Lendas do rock n' roll (II) 

O ano era o de 1967 e estava-se em pleno flower power - paz e amor, hyppies, liberação sexual, legalização das drogas, espiritualidade e muito pdicadelismo, vulgo LSD. No campo musical, procedia-se também a uma revolução de mentalidade e atitude, ou não fosse a música o melhor espelho dessa condição social. E eis que surge o Festival Internacional Pop de Monterey.
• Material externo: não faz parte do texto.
PR #335, opened 2025-12-27
Add update_columns methods to DB::Model for partial updates

miry:
## Problem

I found that if it is only require to update a single column in DB, all other fields also send to DB. Example of Logs for changing only field `public_profile`:

```
Executing query: UPDATE "users" SET "created_at"=$1, "updated_at"=$2, "email"=$3, "name"=$4, "code"=$5, "nickname"=$6, "public_profile"=$7, "referral_code"=$8, "referrer_id"=$9, "official_tag_en"=$10, "official_tag_uk"=$11, "total_filament_weight_printed"=$12, "total_filament_weight_printed_last_30"=$13 WHERE "id"=$14 -- prefix: "  ▸ "
```

## Solution

Introduce new methods `update_columns` and `update_columns!` that allow updating specific database columns without running validations or callbacks. These methods provide a performance optimization for cases where only a subset of fields needs to be updated.

Key features:
- Updates only specified columns, leaving others unchanged
- Bypasses model validations and lifecycle callbacks
- Updates both in-memory values and database records
- `update_columns!` raises an error for unsaved records

Usage:
  user.update_columns(username: "new_name") user.update_columns!(email: "new@example.com", last_login: Time.utc)

It generates logs:

```
Executing query: UPDATE "users" SET "public_profile"=$1 WHERE "id"=$2
```

### DIFF
--- a/spec/marten/db/model/persistence_spec.cr
+++ b/spec/marten/db/model/persistence_spec.cr
@@ -1579,6 +1579,17 @@ describe Marten::DB::Model::Persistence do
       object.username.should eq "test1"
       object.email.should eq "test1@example.com"
     end
+
+    it "does not allow to update for a new record" do
+      object = TestUser.new(first_name: "John", last_name: "Doe")
+      object.update_columns({"username" => "test1", "email" => "test1@example.com"}).should be_false
+    end
+
+    it "does not allow to update for a destroyed record" do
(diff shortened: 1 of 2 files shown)


ellmetha (commented):
I have one question, but the changes look good otherwise!

ellmetha (approved):
Thanks for adding this!

PR #337, opened 2026-02-02
Implement `update_or_create` method

### LINKED ISSUE #308: Add an `#update_or_create` method to query sets
# Description

Let's introduce a new `#update_or_create` method to query sets.

## Rationale

Let's make it easy to either update an existing record or create a new one with a set of specified attributes through the use of a new `#update_or_create` query set method. A simple use of this method would look something like this:

```crystal
Person.all.update_or_create(updates: { first_name: "Bob" }, first_name: "John", last_name: "Doe")
```

By default, the set of attributes specified in the `updates` argument should be used to update the existing record or initialize the newly created record.

Alternatively, it should be possible to specify an alternative `defaults` argument that should be used instead of the `updates` one for initializing newly created records (this is important if additional attributes must be set on new records but are not necessary for updated records):

```crystal
Person.all.update_or_create(
  updates: { first_name: "Bob" }, 
  defaults: { first_name: "Bob", active: true }, 
  first_name: "John", 
  last_name: "Doe"
)
```

treagod:
This commit adds a new `#update_or_create` method to the querysets.

With this newly added method a developer can update specific fields, defined by `updates`, of record that matches the filter or, if no record can be found, create a new record. The new record will either created by the `updates` arguments or a custom `defaults` hash can be used if creation requires certain fields to be set

Closes #308

### DIFF
--- a/spec/marten/db/model/querying_spec.cr
+++ b/spec/marten/db/model/querying_spec.cr
@@ -1745,7 +1745,7 @@ describe Marten::DB::Model::Querying do
       Marten::DB::Model::QueryingSpec::Tag.all.size.should eq 2
     end
 
-    it "uses defaults when creating a new record if they are provided" do
+    it "uses updates even when defaults are specified when creating a new record if they are provided" do
       new_tag = Marten::DB::Model::QueryingSpec::Tag.update_or_create(
         updates: {name: "unused", is_active: true},
         defaults: {name: "newtag", is_active: false},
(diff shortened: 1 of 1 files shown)


src/marten/db/query/set.cr
```diff
@@ -1577,6 +1577,46 @@ module Marten
...
+        # exception if multiple records match the specified set of filters.
+        def update_or_create(
+          *,
+          updates : Hash | NamedTuple,
+          defaults : Hash | NamedTuple | Nil = nil,
+          **kwargs,
+        )
+          record = get!(Node.new(**kwargs))
+          record.set_field_values(updates)
+          record.save(using: @query.using)
```
ellmetha: I guess it could be interesting to have an `#update_or_create!` variant of the method where we call `#save!` so that an exception is raised if the created/updated record is invalid.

Monterey não foi só um festival hyppie - foi um marco dos anos 60. Dois anos antes de Woodstock, o expoente máximo do flower power e da cultura hyppie, o festival de Monterey foi três dias de únicas e espantosas experiências, visuais e auditivas. Rezam as histórias que milhares de pessoas se juntaram numa comunhão perfeita com a polícia, que carregava flores em vez de armas; a relva tornou-se cor-de-laranja e o céu verde, e de 16 a 18 de Junho desse mesmo ano, o Mundo rodou numa só voz, embalado numa onda de paz e amor. E foi nesse festical que, como a fénix, a música se sacrificou, imolada, e renasceu das próprias cinzas!
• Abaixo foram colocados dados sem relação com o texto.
PR #28046, opened 2026-01-29
Update to datasketches-java 9.0.0

wendigo:
https://github.com/apache/datasketches-java/releases/tag/9.0.0

Important part:

> None of these changes have affected the binary compatibility of the serialized versions of these sketches. The sketches in this library can still interpret serialized versions of the same sketch from earlier release versions of this library and from other language versions of this library.

## Release notes

```markdown
## Section
```

### DIFF
--- a/lib/trino-plugin-toolkit/src/main/java/io/trino/plugin/base/io/ByteBuffers.java
+++ b/lib/trino-plugin-toolkit/src/main/java/io/trino/plugin/base/io/ByteBuffers.java
@@ -34,22 +34,4 @@ public final class ByteBuffers
         checkArgument(byteBuffer.remaining() == array.length, "buffer has %s remaining bytes while array length is %s", byteBuffer.remaining(), array.length);
         return array;
     }
-
-    /**
-     * Gets the bytes the provided {@link ByteBuffer} represents, without advancing buffer position.
-     * The returned byte array may be shared with the buffer.
-     */
-    public static byte[] getBytes(ByteBuffer byteBuffer)
-    {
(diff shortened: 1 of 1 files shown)


raunaqmorarka (approved):

plugin/trino-iceberg/src/main/java/io/trino/plugin/iceberg/aggregation/DataSketchStateSerializer.java
```diff
@@ -51,7 +51,7 @@ public static void serializeToVarbinary(DataSketchState state, BlockBuilder out)
             checkArgument(state.getUpdateSketch() == null || state.getCompactSketch() == null, "A state must not have both transient accumulator and combined form set");
             CompactThetaSketch compactSketch = Optional.ofNullable(state.getCompactSketch())
                     .orElseGet(() -> state.getUpdateSketch().compact());
-            Slice slice = Slices.wrappedBuffer(compactSketch.toByteArray());
+            Slice slice = Slices.wrappedBuffer(compactSketch.toByteArrayCompressed());
```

A maioria dos artistas actuou de graça, apenas com as despesas de deslocação e estadia pagas. Tal como os festivaleiros, também para eles foram três dias de reunião e descoberta. Do alinhamento brotavam nomes como o da ainda então desconhecida estrela soul Otis Redding, a anti-diva rock Janis Joplin, os psicadélicos Grateful Dead, o oriental Ravi Shankar, ou as duas estrelas principais desta história - os The Who e os The Jimi Hendrix Experience. E por entre a multidão, reconheciam-se os rostos de sua majestade Brian Jones ou da subterrânea Nico. Tudo isto ficou testemunhado pela voz incomparável de Eric Burdon, vocalista dos The Animals, que num verso fantástico de inspiração criativa sublime, conseguiu consolidar todo o espírito daquele momento de três dias em singelas palavras: Young gods smiled upon the crowd/Their music being born of love/Children danced night and day/Religion was being born/Down in Monterey.
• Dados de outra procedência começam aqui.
PR #28062, opened 2026-02-01
Fix flaky tests when abort flow takes longer to cleanup

avibhstarburst:
Comparative analysis reveals a race condition between the asynchronous transactionManager.asyncAbort task and the post-rollback verification query. While the local file system processes these deletions near-instantaneously, high-latency environments like MinIO allow the test to outpace the background cleanup. This leads to a synchronization drift where the test asserts state while the cleanup task is still actively deleting files

## Release notes

### DIFF
--- a/testing/trino-testing/src/main/java/io/trino/testing/BaseConnectorTest.java
+++ b/testing/trino-testing/src/main/java/io/trino/testing/BaseConnectorTest.java
@@ -2581,7 +2581,11 @@ public abstract class BaseConnectorTest
                 }))
                 .isInstanceOf(RollbackException.class);
 
-        assertQuery(format("SELECT count(*) FROM %s", table), "SELECT 0");
+        // retry due to async rollback cleanup which may outrun the next verification query on remote file systems,
+        // leading to FileNotFoundException on splits
+        assertEventually(
+                new Duration(1, SECONDS),
+                () -> assertQuery(format("SELECT count(*) FROM %s", table), "SELECT 0"));
     }
 
     private static class RollbackException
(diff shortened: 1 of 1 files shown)


testing/trino-testing/src/main/java/io/trino/testing/BaseConnectorTest.java
```diff
@@ -2581,7 +2581,8 @@ public void testRollback()
                 }))
                 .isInstanceOf(RollbackException.class);
 
-        assertQuery(format("SELECT count(*) FROM %s", table), "SELECT 0");
+        assertEventually(new Duration(1, SECONDS),
+                () -> assertQuery(format("SELECT count(*) FROM %s", table), "SELECT 0"));
```
findepi, line 2588: please add code comment for the why

nit: we put all arguments on one line, or each on separate line

testing/trino-testing/src/main/java/io/trino/testing/BaseConnectorTest.java
```diff
@@ -5244,9 +5245,11 @@ public void testSelectAfterInsertInTransaction()
...
             }
             // SELECT again after transaction completes
-            assertQuery(
-                    "TABLE " + tableName,
-                    "SELECT nationkey, name, regionkey FROM nation WHERE nationkey IN " + (commit ? "(1, 2)" : "(1)"));
+            boolean isCommit = commit;
+            assertEventually(new Duration(1, SECONDS),
+                    () -> assertQuery(
+                            "TABLE " + tableName,
+                    "SELECT nationkey, name, regionkey FROM nation WHERE nationkey IN " + (isCommit ? "(1, 2)" : "(1)")));
```
findepi:
```suggestion
            assertEventually(
                    new Duration(1, SECONDS),
                    () -> assertQuery("TABLE " + tableName,
                    "SELECT nationkey, name, regionkey FROM nation WHERE nationkey IN " + (isCommit ? "(1, 2)" : "(1)")));
```

findepi: please add code comment for the why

A lenda conta que um quarteto de Londres, baptizado de The Who, se insurgiu contra um trio liderado por um norte-americano chamado Jimi Hendrix, cuja presença tinha sido recomendada (imposta?) por Paul McCartney, pelo facto de estes irem fechar o certame. O trio que compunha aquela experiência musical única não se resignou, uma vez que também mantinham relacionamento estreito com o orgulho e a ambição e as relações azedaram entre os músicos. Como não se chegou a uma resolução pacífica, a organização teve que intervir e decidiu manter tudo como estava - os The Who tocariam primeiro que The Jimi Hendrix Experience, que seriam os últimos cabeças-de-cartaz a actuar.

Os The Who subiram ao palco para fazer aquilo que sabiam fazer melhor - actuar! Não era só a poderosa voz de Roger Daltrey, mas principalmente o esvoaçante Pete Towshend e o furacão Keith Moon, que faziam aquela tempestade em palco, a que o baixista John Entwhistle se juntava para se chamarem The Who. E se por si só já eram uma força da natureza desvastadora, o que seriam se subissem ao palco com dois outros poderos indivíduos - vingança e orgulho.
O resultado foi avalassador. Contam as crónicas que a banda em 45 minutos fez uma das mais estrondosas actuações, culminadas com a habitual destruição do palco, encharcados em suor, sangue e lágrimas.
Isto já não contam as crónicas, mas ao imaginarmos este retrato (ou depois de vermos os registos video existentes), facilmente podemos visualizar Pete Towshend a abandonar o palco, a cruzar-se com Jimi Hendrix e a dizer-lhe Agora faz melhor!

Jimi Hendrix subiu ao palco, apresentou o seu baterista Mitch Mitchell e o seu baixista Noel Redding e fez melhor. Muito melhor! Tocou e encantou como só ele sabia fazer - tomando a sua guitarra nos braços, qual amante devassa em noite selvagem, fazendo-a vibrar como Little Richards fazia vibrar a sua voz ou fanzendo-a gritar como Keith Moon fizera gritar a sua bateria. E por fim, fez o inacreditável.
Jimi Hendrix dirigiu-se ao público e anunciou que iria sacrificar o seu maior amor - a guitarra. Colocou-a no chão, regou-a de gasolina, rock, blues, jazz e a sua própria inspiração e pegou-lhe fogo. Por momentos, fez-se magia no ar, por aquele momento espontâneo e natural. E quando o fumo assentou, não foi só Jimi Hendrix que se ergueu - foi um novo mundo, uma nova ordem musical que acabara de revolucionar.
E a música nunca mais foi a mesma.



Guitarras destruídas acabam por ser um resultado natural de quem faz amor com o palco. Nisto, Paulo Furtado tem-se tornado um verdadeiro ninfomaníaco.
Contam as lendas que em 1999 (ou terá sido em 98), os Wraygunn se apresentaram no Comix, um bar no Porto, para darem um concerto inesquecível. Essa noite acabaria por fazer uma vítima - uma Gretsch Corvette de 1964.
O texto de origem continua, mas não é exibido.